Stored items from a collection
PR #176, opened 2019-01-18
Add Project.toml

omus:
We need to keep the REQUIRE file for now.

### DIFF
--- a/Project.toml
+++ b/Project.toml
@@ -1,0 +1,22 @@
+name = "TimeZones"
+uuid = "f269a46b-ccf7-5d73-abea-4c690281aa53"
+authors = ["Curtis Vogt <curtis.vogt@gmail.com>"]
+
+[deps]
+Dates = "ade2ca70-3891-5945-98fb-dc099432e06a"
+EzXML = "8f5d6c58-4d21-5cfd-889c-e3ad7ee6a615"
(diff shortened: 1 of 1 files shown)


Project.toml
```diff
@@ -0,0 +1,23 @@
+name = "TimeZones"
+uuid = "f269a46b-ccf7-5d73-abea-4c690281aa53"
+authors = ["Curtis Vogt <curtis.vogt@gmail.com>"]
+version = "0.8.4"
```
ararslan: Do we need a version here or can it just be left out?

Project.toml
```diff
@@ -0,0 +1,23 @@
...
+[deps]
+Dates = "ade2ca70-3891-5945-98fb-dc099432e06a"
+EzXML = "8f5d6c58-4d21-5cfd-889c-e3ad7ee6a615"
+Mocking = "78c3b35d-d492-501b-9361-3d52fe80e533"
+Printf = "de0858da-6303-5e67-8744-51eddeeeb8d7"
+Serialization = "9e88b42a-f829-5b0c-bbe9-9e923198166b"
+Unicode = "4ec0a83e-493e-50e2-b9ac-8f72acf5a8f5"
+
+[compat]
+julia = "0.7, 1.0"
```
ararslan: Note that running locally with `julia --project=.` will rearrange this section and put `julia` at the bottom.

PR #190, opened 2019-03-28
Default to using 2019a tzdata

omus:
Release notes: https://mm.icann.org/pipermail/tz-announce/2019-March/000055.html

At the present time there is no windowsZones.xml file update.


omus:
AppVeyor and Travis CI on macOS is happy. Linux is super backlogged so I'll get this merged without Travis on Linux.

omus:
Note: the CI failed as I deleted the branch before the CI finished.

PR #191, opened 2019-03-28
Officially support Julia 1.1

omus:


Project.toml
```diff
@@ -13,7 +13,7 @@ Unicode = "4ec0a83e-493e-50e2-b9ac-8f72acf5a8f5"
 [compat]
 EzXML = ">= 0.8"
 Mocking = ">= 0.5.6"
-julia = "0.7, 1.0"
+julia = "0.7, 1.0, 1.1"
```
oxinabox: `1.0` already covers this, under Carat (default) version spec.

oxinabox: It is a minor point but listing it here does propergate missunderstanding caret specifiers.

oxinabox: I think "Correct" would be either

```suggestion
julia = "~0.7, ~1.0, ~1.1"
```

or 
```suggestion
julia = "0.7, 1.0"
```
 == 
```suggestion
julia = "0.7, 1,"
```

omus: My bad. I think I like the explicitness of the first suggestion

iamed2: My preferred way of spelling this is `"0.7, 1"`

omus: Ok, @iamed2 had a chat and I am going to go with `julia = "0.7, 1"` which implies that I'm trusting semver is being properly followed. If I would go with the explicit version check I'm basically saying I don't trust semver and I only will trust packages I explicitly test against.

PR #192, opened 2019-03-28
Address corner cases in next_transition_instant

omus:
```julia
julia> next_transition_instant(tz"Pacific/Honolulu")
ERROR: BoundsError: attempt to access 8-element Array{TimeZones.Transition,1} at index [9]
Stacktrace:
 [1] getindex(::Array{TimeZones.Transition,1}, ::Int64) at ./array.jl:731
 [2] next_transition_instant(::ZonedDateTime) at /Users/omus/.julia/packages/TimeZones/WMDpl/src/discovery.jl:172
 [3] next_transition_instant(::VariableTimeZone) at /Users/omus/.julia/packages/TimeZones/WMDpl/src/discovery.jl:177
 [4] top-level scope at none:0

julia> next_transition_instant(astimezone(ZonedDateTime(get(wpg.cutoff), tz"UTC"), wpg))
ERROR: UnhandledTimeError: TimeZone America/Winnipeg does not handle dates on or after 2038-03-14T08:00:00 UTC
Stacktrace:
 [1] Type at /Users/omus/.julia/packages/TimeZones/WMDpl/src/types.jl:150 [inlined]
 [2] astimezone(::ZonedDateTime, ::VariableTimeZone) at /Users/omus/.julia/packages/TimeZones/WMDpl/src/conversions.jl:86
 [3] top-level scope at none:0
```

### DIFF
--- a/src/discovery.jl
+++ b/src/discovery.jl
@@ -126,11 +126,12 @@ end
 
 
 """
-    next_transition_instant(zdt::ZonedDateTime) -> ZonedDateTime
-    next_transition_instant(tz::TimeZone=localzone()) -> ZonedDateTime
+    next_transition_instant(zdt::ZonedDateTime) -> Union{ZonedDateTime, Nothing}
+    next_transition_instant(tz::TimeZone=localzone()) -> Union{ZonedDateTime, Nothing}
 
 Determine the next instant at which a time zone transition occurs (typically
-due to daylight-savings time).
+due to daylight-savings time). If no there exists no future transition then `nothing` will
+be returned.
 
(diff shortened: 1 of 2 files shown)


iamed2:
Seems like if anyone were to want to use this API they wouldn't want the warning

omus:
> Seems like if anyone were to want to use this API they wouldn't want the warning

The warning is only for `show_next_transition` which I expect will only be used interactively. `next_transition_instant` will not have a warning. Does that seem sensible?

iamed2:
Yep!

Issue #185, opened 2019-02-18
`ArgumentError` when `ZonedDateTime` called on a String


nickrobinson251:
Passing just a String to `ZonedDateTime` gives `ArgumentError: Unknown time zone ""` -- I would have expected `MethodError` if passing in a String were not allowed.

```julia
julia> using TimeZones

julia> ZonedDateTime("2018-11-01")
ERROR: ArgumentError: Unknown time zone ""
Stacktrace:
 [1] (::getfield(TimeZones, Symbol("##3#4")){String})() at /Users/nick/.julia/packages/TimeZones/59qDu/src/types/timezone.jl:54
 [2] get!(::getfield(TimeZones, Symbol("##3#4")){String}, ::Dict{String,Tuple{TimeZone,TimeZones.Class}}, ::String) at ./dict.jl:453
 [3] TimeZone(::String, ::TimeZones.Class) at /Users/nick/.julia/packages/TimeZones/59qDu/src/types/timezone.jl:46 (repeats 2 times)
 [4] ZonedDateTime(::Int64, ::Int64, ::Int64, ::Int64, ::Int64, ::Int64, ::Int64, ::String) at /Users/nick/.julia/packages/TimeZones/59qDu/src/types/zoneddatetime.jl:122
 [5] parse at /Users/osx/buildbot/slave/package_osx64/build/usr/share/julia/stdlib/v1.0/Dates/src/parse.jl:285 [inlined]
 [6] ZonedDateTime(::String, ::Dates.DateFormat{Symbol("yyyy-mm-ddTHH:MM:SS.ssszzz"),Tuple{Dates.DatePart{'y'},Dates.Delim{Char,1},Dates.DatePart{'m'},Dates.Delim{Char,1},Dates.DatePart{'d'},Dates.Delim{Char,1},Dates.DatePart{'H'},Dates.Delim{Char,1},Dates.DatePart{'M'},Dates.Delim{Char,1},Dates.DatePart{'S'},Dates.Delim{Char,1},Dates.DatePart{'s'},Dates.DatePart{'z'}}}) at /Users/nick/.julia/packages/TimeZones/59qDu/src/parse.jl:84 (repeats 2 times)
 [7] top-level scope at none:0
```

This is not a helpful error message, since it suggests (to me at least) 
that I need `ZonedDateTime("2018-11-01", tz"UTC")`, but that doesn't work and what I really need is something like `ZonedDateTime(2018, 11, 01, tz"UTC")`

[...]

PR #193, opened 2019-03-28
Improve parse constructor exception message

omus:
Fixes: https://github.com/JuliaTime/TimeZones.jl/issues/185


omus:
I was considering deprecating these constructors but I think the inconsistency with Dates isn't worth the trouble.

PR #194, opened 2019-03-29
Overhaul printing of types

omus:
Should allow `repr` to display the program representation of the instances. Related to these Dates stdlib changes:

- https://github.com/JuliaLang/julia/pull/30200
- https://github.com/JuliaLang/julia/pull/30817

### DIFF
--- a/src/utcoffset.jl
+++ b/src/utcoffset.jl
@@ -64,6 +64,7 @@ function Base.show(io::IO, o::UTCOffset)
         # daylight saving time offsets and exotic DST offsets (e.g. midsummer time).
         print(io, "UTC", offset_string(o.std), "/", offset_string(o.dst))
     else
+        # Fallback to calling the default show instead of reimplementing it.
         invoke(show, Tuple{IO, Any}, io, o)
     end
 end
--- a/src/utcoffset.jl
+++ b/src/utcoffset.jl
@@ -57,8 +57,17 @@ function offset_string(offset::UTCOffset, iso8601::Bool=false)
 end
 
 Base.print(io::IO, o::UTCOffset) = print(io, offset_string(o, true))
+
 function Base.show(io::IO, o::UTCOffset)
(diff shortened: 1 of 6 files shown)


test/helpers.jl
```diff
@@ -28,3 +28,15 @@ function ignore_output(body::Function; stdout::Bool=true, stderr::Bool=true)
 
     return result
 end
+
+# Alternatively in Julia 0.7.0-DEV.4517 we could use
```
iamed2: Aren't all the versions you use higher than this?

omus: They are. I've decided to leave this in as:
```julia
sprint(show, args..., context=:compact => true)
```
is a bit long compared to:
```julia
sprint(show_compact, args...)
```

iamed2: Maybe remove the "in Julia 0.7.0-DEV.4517" then? The comment currently makes it sound like you're planning to replace it.

src/utcoffset.jl
```diff
@@ -57,8 +57,17 @@ function offset_string(offset::UTCOffset, iso8601::Bool=false)
...
 function Base.show(io::IO, o::UTCOffset)
-    # Show DST as a separate offset since we want to distinguish between normal hourly
-    # daylight saving time offsets and exotic DST offsets (e.g. midsummer time).
-    print(io, "UTC", offset_string(o.std), "/", offset_string(o.dst))
+    if get(io, :compact, false)
+        # Show DST as a separate offset since we want to distinguish between normal hourly
+        # daylight saving time offsets and exotic DST offsets (e.g. midsummer time).
+        print(io, "UTC", offset_string(o.std), "/", offset_string(o.dst))
+    else
+        invoke(show, Tuple{IO, Any}, io, o)
```
rofinn: Seems a little weird that your invoking the default show, might be good to include a comment.

rofinn: Same goes for elsewhere.

PR #199, opened 2019-05-08
Remove outdated PkgEval badges

iamed2:
They don't point to anything anymore and AFAIK there isn't a replacement


omus:
They had a good run.

PR #188, opened 2019-03-14
Fix for 32-bit "uU" dateformat issue

fchorney:
closes #187

PR #207, opened 2019-07-19
Fix UndefVarError in validargs

iamed2:
Error which was fixed:

```
  UndefVarError: str not defined
  Stacktrace:
   [1] validargs(::Type{ZonedDateTime}, ::Int64, ::Int64, ::Int64, ::Int64, ::Int64, ::Int64, ::Int64, ::String) at /Users/ericdavies/.julia/packages/TimeZones/Z0kpK/src/types/zoneddatetime.jl:177
   [2] tryparse(::Type{ZonedDateTime}, ::String, ::DateFormat{Symbol("yyyy-mm-dd HH:MM:SS.sss Z"),Tuple{Dates.DatePart{'y'},Dates.Delim{Char,1},Dates.DatePart{'m'},Dates.Delim{Char,1},Dates.DatePart{'d'},Dates.Delim{Char,1},Dates.DatePart{'H'},Dates.Delim{Char,1},Dates.DatePart{'M'},Dates.Delim{Char,1},Dates.DatePart{'S'},Dates.Delim{Char,1},Dates.DatePart{'s'},Dates.Delim{Char,1},Dates.DatePart{'Z'}}}) at /Users/ericdavies/repos/julia1p1/usr/share/julia/stdlib/v1.1/Dates/src/parse.jl:293
```

For some reason this only happened when _no_ time zone was present, and not when an invalid time zone was present. But AFAICT neither case was being tested.

### DIFF
--- a/src/types/zoneddatetime.jl
+++ b/src/types/zoneddatetime.jl
@@ -116,9 +116,13 @@ end
     ZonedDateTime(DateTime(y,m,d,h,mi,s,ms), tz)
 end
 
-# Parsing constructor. Note we typically don't support passing in time zone information as a
-# string since we cannot do not know if we need to support resolving ambiguity.
-# Month Union issue: https://github.com/JuliaTime/TimeZones.jl/issues/187#issuecomment-473012078
+# Parsing constructor needed as part of the Dates parsing interface. Note we typically don't
+# support passing in time zone information as a string since we cannot do not know if we
+# need to support resolving ambiguity.
+#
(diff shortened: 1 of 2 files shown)


omus:
Looks like your change caught something that was missed in https://github.com/JuliaTime/TimeZones.jl/pull/188. Basically when using the "u" or "U" specifier an `Int32` will be passed around on 32-bit. The PR I referenced corrected this for `parse` but not `tryparse`.

PR #212, opened 2019-09-09
Support Mocking 0.7

omus:
Needed to drop support for Julia 0.7 as this is not supported by Mocking 0.7.


omus:
I'll work on getting Julia 1.2 working in: https://github.com/JuliaTime/TimeZones.jl/pull/213

omus:
Avoiding bumping the lower bound of Mocking to avoid conflicts with downstream packages.

PR #214, opened 2019-09-10
Default to using 2019b tzdata

omus:
Release notes: https://mm.icann.org/pipermail/tz-announce/2019-July/000056.html

```
# https://github.com/unicode-org/cldr/blob/master/common/supplemental/windowsZones.xml
cd deps/local
curl -vR https://raw.githubusercontent.com/unicode-org/cldr/master/common/supplemental/windowsZones.xml -o windowsZonesLatest.xml
cp -p windowsZonesLatest.xml windowsZones2019b.xml  # Once verified to contain new data
mv windowsZonesLatest.xml windowsZones.xml
```

Currently, 2019b fails to build due to this rule:
```
Rule	Zion	2005	2012	-	Apr	Fri<=1	2:00	1:00	D
```
The internal logic tries to find a Friday in April which is before April 1st. This exists on 2005 but not 2006. According to the documentation:

```
# The proposed law agreed upon by the Knesset Interior Committee on
# 2005-02-14 is that, for 2005 and beyond, DST starts at 02:00 the
# last Friday before April 2nd (i.e. the last Friday in March or April
# 1st itself if it falls on a Friday) and ends at 02:00 on the Saturday
```
I'll need to update some of the tzdata compilation code to handle this.

### DIFF
--- a/deps/build.jl
+++ b/deps/build.jl
@@ -3,4 +3,4 @@ import TimeZones: build
 # ENV variable allows users to modify the default to be "latest". Do NOT use "latest"
 # as the default here as can make it difficult to debug to past versions of working code.
 # Note: Also allows us to only download a single tzdata version during CI jobs.
-build(get(ENV, "JULIA_TZ_VERSION", "2019a"))
+build(get(ENV, "JULIA_TZ_VERSION", "2019b"))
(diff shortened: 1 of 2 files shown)


omus:
Requires: https://github.com/JuliaTime/TimeZones.jl/pull/219

Issue #218, opened 2019-09-24
Julia nightly for Windows no longer includes 7z


omus:
See: https://ci.appveyor.com/project/omus/timezones-jl/builds/27616089/job/1si5157e27obt2r8

I believe this was changed in: https://github.com/JuliaLang/julia/pull/33125

omus:
Fixed by: https://github.com/JuliaTime/TimeZones.jl/pull/230

PR #219, opened 2019-09-26
Fix handling of ON rules using `<=`

omus:
The 2019b tzdata includes an ON rule "Fri<=1" which revealed that our handling of `<=` rules to be incorrect. Our handling of `>=` rules appears to always have been handled correctly.

Due to us previously assuming the ON rule would always result in a date within the IN month some major modifications needed to be made to properly support this.

For context here is the rule which revealed the issue from the 2019b tzdata:
```
# The proposed law agreed upon by the Knesset Interior Committee on
# 2005-02-14 is that, for 2005 and beyond, DST starts at 02:00 the
# last Friday before April 2nd (i.e. the last Friday in March or April
# 1st itself if it falls on a Friday) and ends at 02:00 on the Saturday
# night _before_ the fast of Yom Kippur.
#
# Those who can read Hebrew can view the announcement at:
#
#	ftp://ftp.cs.huji.ac.il/pub/tz/announcements/2005+beyond.ps

# Rule	NAME	FROM	TO	TYPE	IN	ON	AT	SAVE	LETTER/S
Rule	Zion	2005	2012	-	Apr	Fri<=1	2:00	1:00	D
```

### DIFF
--- a/docs/src/api-private.md
+++ b/docs/src/api-private.md
@@ -18,7 +18,7 @@ TimeZones.TZData.tzdata_version_dir
 TimeZones.TZData.tzdata_version_archive
 TimeZones.TZData.read_news
 TimeZones.TZData.compile!
-TimeZones.TZData.tryparse_dayofmonth
+TimeZones.TZData.tryparse_dayofmonth_function
 TimeZones.TZData.order_rules
 ```
 
--- a/src/tzdata/compile.jl
+++ b/src/tzdata/compile.jl
@@ -96,10 +96,10 @@ const DAYS = Dict(
 
 const LAST_DAY_OF_WEEK = Dict{String, Function}()
 
-# Create adjuster functions such as `last_sunday`.
+# Create adjuster functions such as `islastsunday`.
 for (abbr, dayofweek) in DAYS
-    str = "last" * abbr
-    f = Symbol("last_" * lowercase(dayname(dayofweek)))
+    str = "last" * abbr  # e.g. "lastSun"
+    f = Symbol("islast" * lowercase(dayname(dayofweek)))  # e.g. :islastsunday
     LAST_DAY_OF_WEEK[str] = @eval begin
         function $f(dt)
             return dayofweek(dt) == $dayofweek &&
--- a/src/tzdata/compile.jl
+++ b/src/tzdata/compile.jl
@@ -94,17 +94,32 @@ const DAYS = Dict(
     "Mon" => 1, "Tue" => 2, "Wed" => 3, "Thu" => 4, "Fri" => 5, "Sat" => 6, "Sun" => 7,
 )
 
-const LAST_DAY_OF_WEEK = Dict{String, Function}()
+const LAST_WEEKDAY_OF_MONTH = Dict{String, Function}()
 
-# Create adjuster functions such as `islastsunday`.
+# Create functions such as `is_last_sunday` and `last_sunday_of_month`.
 for (abbr, dayofweek) in DAYS
-    str = "last" * abbr  # e.g. "lastSun"
-    f = Symbol("islast" * lowercase(dayname(dayofweek)))  # e.g. :islastsunday
-    LAST_DAY_OF_WEEK[str] = @eval begin
-        function $f(dt)
+    on_str = "last" * abbr  # e.g. "lastSun"
+    weekday = dayname(dayofweek)  # e.g. "Sunday"
+    is_last_weekday = Symbol("is_last_", lowercase(weekday))
+    last_weekday_of_month = Symbol("last_", lowercase(weekday), "_of_month")
+
+    LAST_WEEKDAY_OF_MONTH[on_str] = @eval begin
+        function $is_last_weekday(dt)
             return dayofweek(dt) == $dayofweek &&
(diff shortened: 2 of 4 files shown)


omus:
Documentation is failing due to referencing the old `tryparse_dayofmonth` function name

omus:
Allowing failures on Windows nightly to work around: https://github.com/JuliaTime/TimeZones.jl/issues/218

docs/src/api-private.md
```diff
@@ -18,7 +18,7 @@ TimeZones.TZData.tzdata_version_dir
 TimeZones.TZData.tzdata_version_archive
 TimeZones.TZData.read_news
 TimeZones.TZData.compile!
-TimeZones.TZData.tryparse_dayofmonth
+TimeZones.TZData.tryparse_dayofmonth_function
```
nicoleepp: Seems like a weird change to just add `function` to the end

nicoleepp: To make this more clear I would prefer `gen_tryparse_dayofmonth_function` but it is already a really long function name so no need to change.

src/tzdata/compile.jl
```diff
@@ -118,41 +133,62 @@ end
...
 ```
 """
-function tryparse_dayofmonth(str::AbstractString)
+function tryparse_dayofmonth_function(str::AbstractString)
     if occursin(r"^last\w{3}$", str)
         # We pre-built these functions above
         # They follow the format: "lastSun", "lastMon", etc.
-        LAST_DAY_OF_WEEK[str]
-    elseif (m = match(r"^(?<dow>\w{3})(?<op>[<>]=)(?<dom>\d{1,2})$", str)) !== nothing
+        LAST_WEEKDAY_OF_MONTH[str]
```
nicoleepp: Were we just using the wrong function for what this regex actually is?

src/tzdata/compile.jl
```diff
@@ -118,41 +133,62 @@ end
...
+            date = Date(year, month, dom)
+            tonext(d -> dayofweek(d) == dow, date; step=step, same=true, limit=7)
         end
     elseif occursin(r"^\d{1,2}$", str)
-        # Matches just a plain old day of the month
+        # Matches just a simple day of the month
         dom = parse(Int, str)
-        dt -> day(dt) == dom
+
+        function (year, month)
```
nicoleepp: Should use explicit `returns`

src/tzdata/compile.jl
```diff
@@ -188,16 +225,27 @@ function parse_date(s::AbstractString)
...
-    dt = DateTime(periods...)
 
     # Adjust the DateTime to reflect the requirements of the day-of-month function.
+    # Note: `numeric_dom` will only be `false` when `dom_str` is not-empty which implies
+    # there are at least 3 elements within `periods` (year, month, day).
     if !numeric_dom
-        dom = tryparse_dayofmonth(dom_str)
-        dom !== nothing || throw(ArgumentError("Unable to parse day-of-month: \"$dom_str\""))
-        dt = tonext(dom, dt; step=Day(1), same=true)
+        dom_func = tryparse_dayofmonth_function(dom_str)
```
nicoleepp: What does `dom_str` stand for?

docs/src/api-private.md
omus: While revising this code I thought of `tryparse_dayofmonth` as a function that would return an integer. I added "_function" to be more explicit that a function is returned. Additionally, I think adding a "gen" prefix doesn't add much since `parse` here means: convert a string into a Julia representation. Also, the internals here could be changed to return a pre-created function instead of a closure.

src/tzdata/compile.jl
omus: No, what was changed here was:
- `LAST_DAY_OF_WEEK` was renamed to `LAST_WEEKDAY_OF_MONTH`
- Part of the regex `[<>]=` was changed to `<=|>=` to try and be clearer

The diff is doing a bad job here

src/tzdata/compile.jl
omus: Day-of-month as a string

src/tzdata/compile.jl
nicoleepp: Yeah I guess my question is more so why did we rename `LAST_DAY_OF_WEEK` to `LAST_WEEKDAY_OF_MONTH` as the functionality they imply is different

omus: I think I understand the confusion. The original constant `LAST_DAY_OF_WEEK` was incorrectly named and should have been called: `IS_LAST_WEEKDAY_OF_MONTH`. Additionally, the function was updated to  return a `Date` instead of a `Bool` which is why the `IS` prefix was dropped

src/tzdata/compile.jl
omus: Will do

omus:
I just added the explicit return and added type assertions to the simple day of month anonymous function for consistency.

omus:
Will wait for CI and then will merge

omus:
> May want to include a version bump with this

I'll hold off as I want to do that in: https://github.com/JuliaTime/TimeZones.jl/pull/214

PR #221, opened 2019-10-01
add style-guide badge

oxinabox:


omus:
I'll have to double check this repo is following the style guide

oxinabox:
It aspires to. And that is what matters

nickrobinson251:
the only departure from it that i can see is seom functions not using the `return` keyword

oxinabox:
Let's merge this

About this exercise
All lines of the data that hold "Array" need to be copied.

Answer space
ERROR: BoundsError: attempt to access 8-element Array{TimeZones.Transition,1} at index [9]
 [1] getindex(::Array{TimeZones.Transition,1}, ::Int64) at ./array.jl:731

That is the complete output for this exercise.